PR #1215, opened 2025-04-03
Active Power Distribution: better reports severities when residual mismatch remains

SylvestreSakti:

- [ ] A PR or issue has been opened in all impacted repositories (if any) <- No impacted repositories

No

Reporting slack bus mismatch is slightly changed, to avoid confusion for users :

Whenever there is a slack mismatch after distribution, even if it is residual, a report is sent with ERROR severity

- When slack mismatch remains, the report showing this slack distribution failure is sent only if the mismatch exceeds `slackBusPMaxMismatch`.
- The severity of this report is now set to WARN, because there are cases where remaining mismatch happen without a failing load flow.
- A new report with DEBUG severity is sent when slack distribution fails but the mismatch is residual (lower than `slackBusPMaxMismatch`)

- Severity of the corresponding reports for AreaInterchangeControl have also been modified from ERROR to WARN

- [ ] Yes
- [x] No


vidaldid-rte (dismissed):

vmouradian:
Hello, we also have these report methods for AIC : https://github.com/powsybl/powsybl-open-loadflow/blob/c8b3a560c0bece9d1ce917c2bf026f912f10ccd1/src/main/java/com/powsybl/openloadflow/util/Reports.java#L195-L209  

But they are used in case of a mismatch higher than the threshold, not the epsilon. We could maybe also add a report for residual mismatch here but I am not sure it is very necessary, do you have an opinion on that ?

vmouradian:
> @vmouradian The main driver for this PR was a report with Error severity inside a successulf loadflow computation.
Error severity should only be used for something that causes a failure. I see that the reports you show have an ERROR severity. Do they really correspond to unrecovarable fatal errors ? If not, you should at least change the severity to warning.

You are rigth, it is very similar to the situation when `reportMismatchDistributionFailure` is used. So it would need to be a warning too.

SylvestreSakti:
Hello @vmouradian , yes as @vidaldid-rte says, the main aim of this PR was to have the adequate level of severity for the report. We also found it counfising to compare with `P_RESIDUE_EPS`, and that's why the report is changed to be compared with the `slackBusPMaxMismatch`. To keep this previously existing information though, I added the debug report in case.

I don't know if it is necessary to have the same information for the usecase of AIC. If you are not sure, maybe we can leave it as it is. I just changed the severity level of the report.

_____

Check the data for the word "than" and pull out the lines that have it.

Task answer:
- A new report with DEBUG severity is sent when slack distribution fails but the mismatch is residual (lower than `slackBusPMaxMismatch`)
But they are used in case of a mismatch higher than the threshold, not the epsilon. We could maybe also add a report for residual mismatch here but I am not sure it is very necessary, do you have an opinion on that ?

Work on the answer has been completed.